L’argumentation, les faits, la réalité même n’interresse pas ces gens là.
Il faut s’y faire, une immense majorité de l’humanité est faite pour suivre.
Il faut supprimer les gauchistes, ils ne sont pas drôles, beaucoup trop sérieux.
L’école buissonnière devient de l’incivisme et un jet de cocktails molotov sur un foyer Sonacotra devient l’opération Barbarossa, c’est à ne plus y tenir.
Sauvons l’humour et les jolies filles (le gauchisme enlaidit terriblement, tout le monde le sait) sabrons les gôches.
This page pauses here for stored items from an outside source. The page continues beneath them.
PR #51, opened 2016-03-31
fixes #50 - replaced deprecated yum localinstall by rpm command

### LINKED ISSUE #50: get_bootstrap_rpm doesn't die in case if remote package doesn't exist
`get_bootstrap_rpm` calls `exec_failexit` on `yum localinstall` but due to way `yum` handles responses, it does not catch the failure in download of the package:

``` bash
> yum -y localinstall http://completely.fictive.hostname/foo.rpm --nogpgcheck
Loaded plugins: product-id, security, subscription-manager
Setting up Local Package Process
Cannot open: http://completely.fictive.hostname/foo.rpm. Skipping.
Nothing to do
> echo $?
0
```
- so it evaluates this situation as a success and continues.

rplevka:
Addresses #50 .

### DIFF
--- a/bootstrap.py
+++ b/bootstrap.py
@@ -148,7 +148,7 @@ def get_bootstrap_rpm():
     if options.force:
         clean_katello_agent()
     print_generic("Retrieving Client CA Certificate RPMs")
-    exec_failexit("/usr/bin/yum -y localinstall http://%s/pub/katello-ca-consumer-latest.noarch.rpm --nogpgcheck" % options.foreman_fqdn)
+    exec_failexit("rpm -Uvh http://%s/pub/katello-ca-consumer-latest.noarch.rpm" % options.foreman_fqdn)
 
 
 def migrate_systems(org_name, activationkey):
@@ -178,6 +178,7 @@ def register_systems(org_name, activationkey, release):
 def unregister_system():
     print_generic("Unregistering")
     exec_failexit("/usr/sbin/subscription-manager unregister")
+
 
 def clean_katello_agent():
     print_generic("Removing old Katello agent and certs")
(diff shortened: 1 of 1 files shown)


evgeni:
IMHO this should be `rpm -ivh http://%s/pub/katello-ca-consumer-latest.noarch.rpm` to match what we do in kickstart and support RHEL5 which does not have this functionality.

evgeni:
ah, one thing:
drop the path please, it's /bin/rpm on rhel5/6 but /usr/bin/rpm on rhel7 (due to merged /bin:/usr/bin)

evgeni:
:+1:

CalvinHartwell:
> IMHO this should be rpm -ivh http://%s/pub/katello-ca-consumer-latest.noarch.rpm to match what we do in kickstart and support RHEL5 which does not have this functionality.

Should also limit any future issues with DNF? :+1:

mccun934:
needs a rebase

rplevka:
@mccun934 rebased

Rocco83:
@evgeni based on http://www.linuxquestions.org/questions/linux-newbie-8/rpm-uvh-or-ivh-116706/ why should we use ivh instead of uvh?

evgeni:
@Rocco83 mainly to match what we do in Kickstart:
https://github.com/Katello/katello/blob/master/app/views/foreman/unattended/snippets/_subscription_manager_registration.erb

Rocco83:
interesting. my question btw is the same, but apply also to kickstart :)
  rpm -ivh <%= subscription_manager_configuration_url(@host) %>
why -ivh and not -Uvh?

rplevka:
@Rocco83 After browsing some official documentation and knowledge bases I noticed they also use `-Uvh` so I decided to go with your suggestion.
- also fixed few (unrelated) formatting nitpicks my linter has highlighted

evgeni:
:+1:

LGTM, ship it :)

evgeni:
oh, wait! it has sat6_fqdn again, that's foreman_fqdn now!

rplevka:
@evgeni, d'oh...good catch. let me fix that real quick

Done!

rplevka:
@evgeni done

evgeni:
:)
you also probably want to look at the print line for "Retrieving Candlepin Consumer RPMs", I think @mccun934 changed it on purose

evgeni:
good now :)

rplevka:
@evgeni, ok, done - undone that change - can you review once again, pls? :)

Rocco83:
seems good to me as well :)

PR #56, opened 2016-04-07
clean up environment before doing anything

evgeni:
this should prevent $tools to load broken libssl etc

### DIFF
--- a/bootstrap.py
+++ b/bootstrap.py
@@ -197,6 +197,11 @@ def clean_puppet():
     exec_failexit("rm -rf /var/lib/puppet/")
 
 
+def clean_environment():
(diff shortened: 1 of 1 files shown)


bootstrap.py
```diff
@@ -197,6 +197,12 @@ def clean_puppet():
     exec_failexit("rm -rf /var/lib/puppet/")
 
 
+def clean_environment():
+    for key in ['LD_LIBRARY_PATH', 'LD_PRELOAD']:
+      if key in os.environ:
+        os.environ.pop(key)
```
rplevka:
``` python
if key in os.environ:
        os.environ.pop(key)
```

can be simply written as

``` python
os.environ.pop(key, None)
```

ref: https://docs.python.org/2/library/stdtypes.html#dict.pop

PR #58, opened 2016-04-11
stricter check if machine is subscribed to legacy management

evgeni:
in some cases the machine will have a systemid file but that will be outdated/revoked/whatever, which will result in failures during migration

Signed-off-by: Evgeni Golov evgeni@golov.de

### DIFF
--- a/bootstrap.py
+++ b/bootstrap.py
@@ -397,7 +397,11 @@ def disassociate_host(host_id):
 
 
 def check_rhn_registration():
-    return os.path.exists('/etc/sysconfig/rhn/systemid')
+    if os.path.exists('/etc/sysconfig/rhn/systemid'):
+        retcode = commands.getstatusoutput('rhn-channel -l')[0]
+        return retcode == 0
+    else:
+        return False
 
 
 def get_api_port():


bootstrap.py
```diff
@@ -397,7 +397,12 @@ def disassociate_host(host_id):
 
 
 def check_rhn_registration():
-    return os.path.exists('/etc/sysconfig/rhn/systemid')
+    if os.path.exists('/etc/sysconfig/rhn/systemid'):
+        output = commands.getstatusoutput('rhn-channel -l')
+        retcode = output[0]
+        return retcode == 0
```
rplevka, line 402: can't we simply put that on a single line?

``` python
return commands.getstatusoutput('rhn-channel -l')[0] == 0
```

Just asking, not sure what's our priority. Not a blocker

rplevka:
ACK

bootstrap.py
evgeni, line 402: syntax wise: sure. I'd prefer the more readable way. maybe

``` python
retcode =  commands.getstatusoutput('rhn-channel -l')[0]
return retcode == 0
```

?

rplevka, line 402: Either way is good to me really.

effectivement, dans la famille des imbéciles, ce qui caractérise les gauchistes, et plus généralement les républicains et autres humanistes c’est leur incroyable désintérêt pour le Beau et le Vrai.
Ce qui est pourrait paraitre paradoxal quand on constate l’attachement affiché des ces gens là au choses de l’art. Surprenant !
J´aime beuacoup vos papiers XP mais ce n´est pas étonnant car moi aussi je suis un gars tolérant et modeste. D´ailleurs ma modestie va jusqu´à foutre mon poing dans la gueule au gaucho dans le genre de situation que vous décrivez. C´est bien de la modetie puisque je pourrais les ridiculiser, les humilier mais ce n´est pas très gentil alors qu´avec un poing dans la gueule, le nez cassé ou quelques dents en moins le gaucho peut raconter que c´est un méchent faf qui lui a fait cela et ainsi etre renforcé dans ses croyances. Plus charitable que moi tu meurs, non?